Microfilaments are the cytoskeleton proteins that are the thinnest and most numerous. They are made up of actin, a contractile protein that can be swiftly built and disassembled to meet the demands of the cell or organelle structure.

Intermediate filaments have a somewhat bigger diameter and are present in greater numbers in areas of cells that will be stressed. Filaments will be seen in desmosomes in the skin. These filaments can not be disassembled quickly after they have been assembled.

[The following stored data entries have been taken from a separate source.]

PR #1439, opened 2020-11-11
Avoid returning empty search bundles with next links

johnstairs:
There are several situations in which Cosmos DB will return an empty page of results with a continuation token. It could be because the query had to halted because of RU exhaustion, because the query had not completed after 5 seconds, or because the SDK executed the query on only one of several physical partitions. 
Up until now, we simply returned the first page of results that the SDK gave us, but customers have rightly complained that this is both surprising behavior and suboptimal (when would you want an empty page with a next link?) .

In this PR, we attempt to fill up a bundle with at least half of the the items requested. We give up after 30s or if we get a 429, in which case we return whatever we had accumulated. If the `_count` parameter is specified, the bundle will not have more items than specified. If omitted, bundles may have up to 14 entries, up from the usual default of 10 if the first page is filled up.

At the moment, we are not executing cross-partition queries in parallel.


src/Microsoft.Health.Fhir.Shared.Core/Features/Search/SearchOptionsFactory.cs
```diff
@@ -151,6 +151,8 @@ public SearchOptions Create(string compartmentType, string compartmentId, string
             // Check the item count.
             if (searchParams.Count != null)
             {
+                searchOptions.MaxItemCountSpecifiedByClient = true;
```
LTA-Thinking, line 154: Should this only be true if we use the value for Count?

LTA-Thinking:
Nit: In the PR description you say the max number returned with the default page size is 19, but I think it would be 14. First page has 4 results, which is less than half of the requested 10, then the second page has 10 results.

src/Microsoft.Health.Fhir.CosmosDb.UnitTests/Features/Storage/CosmosFhirDataStoreTests.cs
```diff
@@ -0,0 +1,204 @@
...
+                new QueryDefinition("abc"),
+                new QueryRequestOptions { MaxItemCount = 10 },
+                mustNotExceedMaxItemCount: false);
+
+            Assert.Equal(Enumerable.Range(0, 2), results);
+            Assert.Null(continuationToken);
+        }
+
+        [Fact]
+        public async Task GivenAQueryWhereItemCountMustNotBeExceeded_WhenExecuted_FetchesSubsequentPagesByIssuingNewQueries()
```
LTA-Thinking, line 130: I don't think this test shows the desired behavior. The second half of the first CreateResponses is the same as the second CreateResponses. It looks like this test would pass whether it was calling the new query or the old one.

src/Microsoft.Health.Fhir.Shared.Core/Features/Search/SearchOptionsFactory.cs
johnstairs: It should be true iff `_count` is specified in the search.

johnstairs:
> Nit: In the PR description you say the max number returned with the default page size is 19, but I think it would be 14. First page has 4 results, which is less than half of the requested 10, then the second page has 10 results.

Good point! Will correct.

src/Microsoft.Health.Fhir.CosmosDb.UnitTests/Features/Storage/CosmosFhirDataStoreTests.cs
johnstairs: Good catch. I've updated the test.

src/Microsoft.Health.Fhir.Shared.Core/Features/Search/SearchOptionsFactory.cs
LTA-Thinking: Sorry I was unclear. Below this we ignore the _count if it is higher than the MaxItemCountPerSearch. Should this still be true if we ignore the _count?

johnstairs: Oh I see what you mean. When this is true, we treat the MaxItemCount as a hard limit. When _count is higher than MaxItemCountPerSearch and we set it to MaxItemCountPerSearch, I think we should treat it as a hard limit.

brendankowitz (approved):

Microtubules are hollow tubes made out of tubulin, a protein. They are the most stiff and thickest of the filaments. Axons and long dendritic projections of nerve cells include microtubules. They can quickly assemble and disassemble depending on the situation. Microtubules are organised around the centrosome, which contains two centrioles made up of nine sets of fused microtubules. When the centrosome creates the microtubluar spindle fibres required for chromosomal separation during cell division, they are crucial.

Finally, cilia are motile projections on the surface of certain epithelial cells that look like hairs. They feature a 9-set fused microtubule core in the centre. These microtubules cause cilia to move when they interact with a contractile protein. The luminal contents of hollow organs lined by ciliated epithelium are propelled by ciliar motions.